* [Entries provided]

PR #2361, opened 2024-03-22
Simplify `truffleruby+graalvm-dev` build definition re: download redirect

mislav:
The `http get <url> <destfile>` utility had a bug with aria2c downloader where it couldn't properly save to destfile if it was an absolute path.

I have tried having `http get <url> -` consistently print the downloaded file to stdout, but this conflicted with the output of `log_command` (which is also to stdout) so for now let's keep using the temporary file to resolve manual URL redirects.

Followup to https://github.com/rbenv/ruby-build/pull/2356 /cc @rwstauner

### DIFF
--- a/bin/ruby-build
+++ b/bin/ruby-build
@@ -423,8 +423,15 @@ http_head_aria2c() {
 }
 
 http_get_aria2c() {
-  # shellcheck disable=SC2086
-  log_command aria2c --allow-overwrite=true --no-conf=true --console-log-level=warn --stderr $ARIA2_OPTS -o "$2" "$1" 2>&3
+  local destfile="$2"
+  if [[ $destfile == /* ]]; then
+    # the "-o" option to aria2c cannot be an absolute path, but we can achieve that with "--dir"
+    # shellcheck disable=SC2086
+    log_command aria2c --allow-overwrite=true --no-conf=true --console-log-level=warn --stderr $ARIA2_OPTS --dir "${destfile%/*}" -o "${destfile##*/}" "$1" 2>&3
+  else
+    # shellcheck disable=SC2086
+    log_command aria2c --allow-overwrite=true --no-conf=true --console-log-level=warn --stderr $ARIA2_OPTS -o "$destfile" "$1" 2>&3
+  fi
 }
 
 http_head_curl() {
--- a/share/ruby-build/truffleruby+graalvm-dev
+++ b/share/ruby-build/truffleruby+graalvm-dev
@@ -1,16 +1,16 @@
 platform="$(uname -s)-$(uname -m)"
 case $platform in
 Linux-x86_64)
-  url="https://raw.githubusercontent.com/graalvm/graal-languages-ea-builds/main/truffleruby/versions/latest-jvm-linux-amd64.url"
+  url="https://github.com/graalvm/graal-languages-ea-builds/raw/HEAD/truffleruby/versions/latest-jvm-linux-amd64.url"
   ;;
 Linux-aarch64)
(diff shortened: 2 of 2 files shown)


share/ruby-build/truffleruby+graalvm-dev
```diff
@@ -1,26 +1,24 @@
 platform="$(uname -s)-$(uname -m)"
 case $platform in
 Linux-x86_64)
-  url="https://raw.githubusercontent.com/graalvm/graal-languages-ea-builds/main/truffleruby/versions/latest-jvm-linux-amd64.url"
+  url="https://github.com/graalvm/graal-languages-ea-builds/raw/HEAD/truffleruby/versions/latest-jvm-linux-amd64.url"
```
mislav, line 4: Let's stick to using `github.com` URLs instead of `raw.githubusercontent.com` since the latter is an implementation detail of GitHub which might change in the future.

bin/ruby-build
```diff
@@ -423,8 +423,15 @@ http_head_aria2c() {
...
-  log_command aria2c --allow-overwrite=true --no-conf=true --console-log-level=warn --stderr $ARIA2_OPTS -o "$2" "$1" 2>&3
+  local destfile="$2"
+  if [[ $destfile == /* ]]; then
+    # the "-o" option to aria2c cannot be an absolute path, but we can achieve that with "--dir"
+    # shellcheck disable=SC2086
+    log_command aria2c --allow-overwrite=true --no-conf=true --console-log-level=warn --stderr $ARIA2_OPTS --dir "${destfile%/*}" -o "${destfile##*/}" "$1" 2>&3
+  else
+    # shellcheck disable=SC2086
+    log_command aria2c --allow-overwrite=true --no-conf=true --console-log-level=warn --stderr $ARIA2_OPTS -o "$destfile" "$1" 2>&3
+  fi
```
rwstauner, line 434: Makes sense to me, and confirmed it works with "file", "subdir/file" and "/abs/path".
You could reduce a bit of duplication:
```suggestion
  local destfile="$2"
  local args=()

  if [[ $destfile == /* ]]; then
    # the "-o" option to aria2c cannot be an absolute path, but we can achieve that with "--dir"
    args+=(--dir "${destfile%/*}" -o "${destfile##*/}")
  else
    args+=(-o "$destfile")
  fi

  # shellcheck disable=SC2086
  log_command aria2c --allow-overwrite=true --no-conf=true --console-log-level=warn --stderr $ARIA2_OPTS "${args[@]}" "$1" 2>&3
```

eregon (approved):
LGTM, I checked locally and it works with `aria2c`.

I don't know well temp files in Bash so I was happy with my solution in https://github.com/rbenv/ruby-build/pull/2356.
This looks fine too. It might not delete the tempfile until repeat if the installation fails but that seems OK.

FWIW I also tried to pass `-` as the file but aria2c creates a file named `-`, unlike wget/curl which behave as expected and print to stdout, oh well.

bin/ruby-build
mislav: @rwstauner Thanks for the deduplication suggestion, but I find that I prefer seeing the full `aria2c` invocation line in both instances even if there is a little duplication, mostly for the ease of reading.

mislav:
> FWIW I also tried to pass `-` as the file but aria2c creates a file named `-`, unlike wget/curl which behave as expected and print to stdout, oh well.

Yeah, that inconsistency worries me. I think a future change to our `http get <url> <dest>` helper should either prohibit the `-` value or make it work consistently across all downloaders. But for now, I'm happy with at least having aria2c download respect the destination file argument consistently.

PR #2386, opened 2024-05-21
Mark Ruby 3.0.7 as unsupported

CamJN:
This one was missed in https://github.com/rbenv/ruby-build/pull/2307 or was added after, hopefully this removes ruby 3.0.7 from `rbenv install -l` unless you list-all


hsbt:
👍

PR #2388, opened 2024-05-22
Mark Ruby 3.0 as EOL

mislav:
Ruby 3.0 reached End of Life on 23 Apr 2024.

Changeset generated with `script/update-eol`

Followup to https://github.com/rbenv/ruby-build/pull/2307


hsbt (approved):
👍

PR #2389, opened 2024-05-22
Truncate teeny version from dev definitions

hsbt:
I remember https://github.com/rbenv/ruby-build/pull/2311#issuecomment-1820206672. We don't need to add `.0` version to `x.y.0-dev` definitions.

I'm not sure how people use this definition usually. But I believe this change is low impact for users.


eregon (approved):

eregon:
Thanks, looks good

* [What is needed] In full and without changes, give the data above once more.

* [Worked solution]
PR #2361, opened 2024-03-22
Simplify `truffleruby+graalvm-dev` build definition re: download redirect

mislav:
The `http get <url> <destfile>` utility had a bug with aria2c downloader where it couldn't properly save to destfile if it was an absolute path.

I have tried having `http get <url> -` consistently print the downloaded file to stdout, but this conflicted with the output of `log_command` (which is also to stdout) so for now let's keep using the temporary file to resolve manual URL redirects.

Followup to https://github.com/rbenv/ruby-build/pull/2356 /cc @rwstauner

### DIFF
--- a/bin/ruby-build
+++ b/bin/ruby-build
@@ -423,8 +423,15 @@ http_head_aria2c() {
 }
 
 http_get_aria2c() {
-  # shellcheck disable=SC2086
-  log_command aria2c --allow-overwrite=true --no-conf=true --console-log-level=warn --stderr $ARIA2_OPTS -o "$2" "$1" 2>&3
+  local destfile="$2"
+  if [[ $destfile == /* ]]; then
+    # the "-o" option to aria2c cannot be an absolute path, but we can achieve that with "--dir"
+    # shellcheck disable=SC2086
+    log_command aria2c --allow-overwrite=true --no-conf=true --console-log-level=warn --stderr $ARIA2_OPTS --dir "${destfile%/*}" -o "${destfile##*/}" "$1" 2>&3
+  else
+    # shellcheck disable=SC2086
+    log_command aria2c --allow-overwrite=true --no-conf=true --console-log-level=warn --stderr $ARIA2_OPTS -o "$destfile" "$1" 2>&3
+  fi
 }
 
 http_head_curl() {
--- a/share/ruby-build/truffleruby+graalvm-dev
+++ b/share/ruby-build/truffleruby+graalvm-dev
@@ -1,16 +1,16 @@
 platform="$(uname -s)-$(uname -m)"
 case $platform in
 Linux-x86_64)
-  url="https://raw.githubusercontent.com/graalvm/graal-languages-ea-builds/main/truffleruby/versions/latest-jvm-linux-amd64.url"
+  url="https://github.com/graalvm/graal-languages-ea-builds/raw/HEAD/truffleruby/versions/latest-jvm-linux-amd64.url"
   ;;
 Linux-aarch64)
(diff shortened: 2 of 2 files shown)


share/ruby-build/truffleruby+graalvm-dev
```diff
@@ -1,26 +1,24 @@
 platform="$(uname -s)-$(uname -m)"
 case $platform in
 Linux-x86_64)
-  url="https://raw.githubusercontent.com/graalvm/graal-languages-ea-builds/main/truffleruby/versions/latest-jvm-linux-amd64.url"
+  url="https://github.com/graalvm/graal-languages-ea-builds/raw/HEAD/truffleruby/versions/latest-jvm-linux-amd64.url"
```
mislav, line 4: Let's stick to using `github.com` URLs instead of `raw.githubusercontent.com` since the latter is an implementation detail of GitHub which might change in the future.

bin/ruby-build
```diff
@@ -423,8 +423,15 @@ http_head_aria2c() {
...
-  log_command aria2c --allow-overwrite=true --no-conf=true --console-log-level=warn --stderr $ARIA2_OPTS -o "$2" "$1" 2>&3
+  local destfile="$2"
+  if [[ $destfile == /* ]]; then
+    # the "-o" option to aria2c cannot be an absolute path, but we can achieve that with "--dir"
+    # shellcheck disable=SC2086
+    log_command aria2c --allow-overwrite=true --no-conf=true --console-log-level=warn --stderr $ARIA2_OPTS --dir "${destfile%/*}" -o "${destfile##*/}" "$1" 2>&3
+  else
+    # shellcheck disable=SC2086
+    log_command aria2c --allow-overwrite=true --no-conf=true --console-log-level=warn --stderr $ARIA2_OPTS -o "$destfile" "$1" 2>&3
+  fi
```
rwstauner, line 434: Makes sense to me, and confirmed it works with "file", "subdir/file" and "/abs/path".
You could reduce a bit of duplication:
```suggestion
  local destfile="$2"
  local args=()

  if [[ $destfile == /* ]]; then
    # the "-o" option to aria2c cannot be an absolute path, but we can achieve that with "--dir"
    args+=(--dir "${destfile%/*}" -o "${destfile##*/}")
  else
    args+=(-o "$destfile")
  fi

  # shellcheck disable=SC2086
  log_command aria2c --allow-overwrite=true --no-conf=true --console-log-level=warn --stderr $ARIA2_OPTS "${args[@]}" "$1" 2>&3
```

eregon (approved):
LGTM, I checked locally and it works with `aria2c`.

I don't know well temp files in Bash so I was happy with my solution in https://github.com/rbenv/ruby-build/pull/2356.
This looks fine too. It might not delete the tempfile until repeat if the installation fails but that seems OK.

FWIW I also tried to pass `-` as the file but aria2c creates a file named `-`, unlike wget/curl which behave as expected and print to stdout, oh well.

bin/ruby-build
mislav: @rwstauner Thanks for the deduplication suggestion, but I find that I prefer seeing the full `aria2c` invocation line in both instances even if there is a little duplication, mostly for the ease of reading.

mislav:
> FWIW I also tried to pass `-` as the file but aria2c creates a file named `-`, unlike wget/curl which behave as expected and print to stdout, oh well.

Yeah, that inconsistency worries me. I think a future change to our `http get <url> <dest>` helper should either prohibit the `-` value or make it work consistently across all downloaders. But for now, I'm happy with at least having aria2c download respect the destination file argument consistently.

PR #2386, opened 2024-05-21
Mark Ruby 3.0.7 as unsupported

CamJN:
This one was missed in https://github.com/rbenv/ruby-build/pull/2307 or was added after, hopefully this removes ruby 3.0.7 from `rbenv install -l` unless you list-all


hsbt:
👍

PR #2388, opened 2024-05-22
Mark Ruby 3.0 as EOL

mislav:
Ruby 3.0 reached End of Life on 23 Apr 2024.

Changeset generated with `script/update-eol`

Followup to https://github.com/rbenv/ruby-build/pull/2307


hsbt (approved):
👍

PR #2389, opened 2024-05-22
Truncate teeny version from dev definitions

hsbt:
I remember https://github.com/rbenv/ruby-build/pull/2311#issuecomment-1820206672. We don't need to add `.0` version to `x.y.0-dev` definitions.

I'm not sure how people use this definition usually. But I believe this change is low impact for users.


eregon (approved):

eregon:
Thanks, looks good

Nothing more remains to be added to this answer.